## Task instructions
Exercise in exact copying. Transcribe every entry that follows, word for word.

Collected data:
--- START ---

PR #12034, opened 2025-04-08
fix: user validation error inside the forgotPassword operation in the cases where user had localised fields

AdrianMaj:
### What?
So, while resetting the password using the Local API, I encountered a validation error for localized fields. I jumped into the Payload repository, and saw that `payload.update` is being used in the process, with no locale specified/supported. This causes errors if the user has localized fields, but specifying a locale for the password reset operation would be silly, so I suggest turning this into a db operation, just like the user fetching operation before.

--- END ---

## Answer for the task
PR #12034, opened 2025-04-08
fix: user validation error inside the forgotPassword operation in the cases where user had localised fields

AdrianMaj:
### What?
So, while resetting the password using the Local API, I encountered a validation error for localized fields. I jumped into the Payload repository, and saw that `payload.update` is being used in the process, with no locale specified/supported. This causes errors if the user has localized fields, but specifying a locale for the password reset operation would be silly, so I suggest turning this into a db operation, just like the user fetching operation before.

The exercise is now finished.